Se formos aceitos, iniciamos a segunda etapa, que é o processo da identificação desses ícones: o que é importante para o fazer e o saber daquela comunidade? Recebemos informações sobre isso e aprendemos. A gente testa, brinca, bota a mão na massa. Vamos convivendo e criando uma relação com essas pessoas. A criação dessa relação é fundamental para todo o processo, uma vez que o ícone vai melhor traduzir o que a gente melhor entender. Por exemplo, o uso de cores, o uso de traços, a percepção de como é aquele grupo, se é um grupo unido, se é um grupo que tem uma hierarquia muito forte, se é um grupo que é mais tradicional, se é mais contemporâneo, se já está permeado pelas classificações do governo do estado, se ele é um grupo alternativo, considerados aqueles que já introduziram instrumentos ou elementos rítmicos diferentes do que é considerado tradicional. Não buscamos, de forma alguma, uma “autenticidade”; a mistura e o novo também são bem-vindos. Não selecionamos os grupos por serem mais ou menos autênticos, mas sim pelo papel social que desempenham na comunidade, sua produção, o que é comunicado, os produtos culturais que eles nos fornecem, sem essa preocupação com o fato deles serem tradicionais ou não. Nesse segundo momento, começamos a fotografar, percebemos que determinado tambor é mais importante do que outro, questionamos os motivos dessa maior importância. Em seguida, começamos a perceber quais são os ícones, quantos são. Nesse trabalho da cultura afro-maranhense, eram muitos grupos, foi um trabalho bem amplo. Delimitei uma quantidade média de ícones e queria que houvesse uma costura entre eles. Então, exerci um papel de edição e direção de arte para que houvesse uma visualidade coesa em relação aos ícones de cada grupo. Para criar e manter um conceito coletivo, houve um trabalho minucioso e exaustivo. Fizemos entrevistas, anotamos palavras, sempre com o intuito de construir conceitualmente a visualidade.
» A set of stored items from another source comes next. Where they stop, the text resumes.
PR #1964, opened 2023-03-23
ref(tx-processor): Apply transaction rules after UUID scrubbing

iker-barriocanal:
Applying transaction rules before UUID scrubbing makes it impossible to track what rules were applied. It's interesting to know what rules are useful to reduce the high cardinality, so that we can use them again over other rules that are less interesting or provide no value. Applying these rules after UUID scrubbing leaves no room for further modification of the transaction name, so the resulting transaction name is guaranteed to be the direct output of a rule.

This is the first step in the process of discarding the rules that provide no value and prioritizing those that do.

Ref: https://github.com/getsentry/team-ingest/issues/14.

### DIFF
--- a/relay-general/src/store/transactions/processor.rs
+++ b/relay-general/src/store/transactions/processor.rs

E então, seguimos para a terceira etapa, que é a finalização dos ícones, em que entra o trabalho da vetorização, do desenho propriamente dito. Muitas vezes, esse desenho era feito à mão, de uma observação do próprio local, dependendo da capacidade técnica de cada aluno, ou, então, era vetorizado em cima da própria foto, mas utilizando um conceito gráfico visual. Fazíamos muitos mapas conceituais de estilos de traços, coisa que remetem a determinado grupo de boi; fizemos uma espécie de moodboard de cada grupo, com cores e formas. Existem ícones mais geométricos, outros mais detalhados, mais fotográficos, outros mais orgânicos. Isso tudo tem a ver com o conceito do próprio grupo. Feitos os ícones, retornamos à comunidade para discutir essa visualidade, ver se aquilo está de acordo com o que eles pensam sobre si ou se tem que mudar. Tem horas em que acertamos em cheio e tem horas em que cometemos equívocos, e é esse o processo, de ir e voltar até que se chegue num resultado que seja ótimo tanto para nós como para eles.
Por um lado, a cultura é dinâmica, está em constante transformação; ícones, por sua vez, são representações estáticas. Como não petrificar a cultura com o estabelecimento de ícones?
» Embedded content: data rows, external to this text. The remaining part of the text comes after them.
PR #1965, opened 2023-03-23
ref: Use sparse registry in dockerfile

untitaker:
from-scratch builds become significantly faster that way

#skip-changelog

### DIFF
--- a/Dockerfile.builder
+++ b/Dockerfile.builder
@@ -24,7 +24,7 @@ ARG GID=10000
 
 RUN curl --proto '=https' --tlsv1.2 -sSf https://sh.rustup.rs \
     | sh -s -- -y --profile minimal --default-toolchain=${RUST_TOOLCHAIN_VERSION} \
-    && echo -e '[registries.crates-io]\nprotocol = "sparse"\n[net]\ngit-fetch-with-cli = true' > $CARGO_HOME/config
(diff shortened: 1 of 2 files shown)


jjbayer (approved):
SGTM

olksdr (commented):
for all our image builds we use `Dockerfile.builder` and the `Dockerfile` is deprecated and will be removed soon. 

Could you, please, also add the change to the `Dockerfile.builder` file?

Dockerfile.builder
```diff
@@ -24,7 +24,7 @@ ARG GID=10000
 
 RUN curl --proto '=https' --tlsv1.2 -sSf https://sh.rustup.rs \
     | sh -s -- -y --profile minimal --default-toolchain=${RUST_TOOLCHAIN_VERSION} \
-    && echo -e "[net]\ngit-fetch-with-cli = true" > $CARGO_HOME/config \
+    && echo -e '[registries.crates-io]\nprotocol = "sparse"\n[net]\ngit-fetch-with-cli = true' > $CARGO_HOME/config
```
olksdr:
```suggestion
    && echo -e '[registries.crates-io]\nprotocol = "sparse"\n[net]\ngit-fetch-with-cli = true' > $CARGO_HOME/config \
```

olksdr (approved):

Acho que pela a forma como utilizamos essas imagens. Nossa proposta não é fazer com que aquilo se torne símbolo novamente, isto é, não pretendo que aquilo simbolize o que nós reconhecemos como símbolo de determinada comunidade. Mas isso está um pouco fora do nosso controle. Por exemplo, tem um ícone do Boi da Floresta publicado no livro que são umas bandeirinhas verdes e rosas na sequência verde, rosa, verde, rosa, verde, rosa, porque era a forma como eles colocavam as bandeirinhas no barracão do boi. Quando foram trocar o telhado, tiraram as bandeirinhas, jogaram fora, e, depois que o telhado ficou pronto, colocaram bandeirinhas novas. A Nadir, coordenadora do grupo e esposa do seu Apolônio, mestre do boi, falou: “Não podemos fazer uma fileira verde e outra rosa, porque lá no livro está verde e rosa, verde e rosa, verde e rosa”. Então, de certa forma, já estamos influenciando uma visualidade. Já vi ícone bordado em fantasia de boi. Fomos lá, observamos algum detalhe no boi – um santo, por exemplo –, fizemos o ícone, e ele voltou da nossa forma para o boi. Então, é claro que esses ícones são estáticos, e eles são ressignificados e se transformam de novo em símbolos. Mas acredito que, nesse processo, relativiza-se o papel da imagem. É preciso dizer que aquilo não é uma verdade absoluta; que aqueles ícones foram escolhidos pela nossa percepção naquele momento com aquela pessoa. Talvez, se fosse outra pessoa sendo entrevistada, diria outra coisa. A iconografia não é uma coisa encerrada em si própria. Aquilo ali é nossa visão, é inevitável que seja, é o nosso recorte, a nossa abordagem. Não acredito que se enraíze. Vejo como uma coisa que faz parte da própria imagem, é fugaz, é efêmera, se ressignifica, se transforma em outra coisa, não fica estática, parada no tempo.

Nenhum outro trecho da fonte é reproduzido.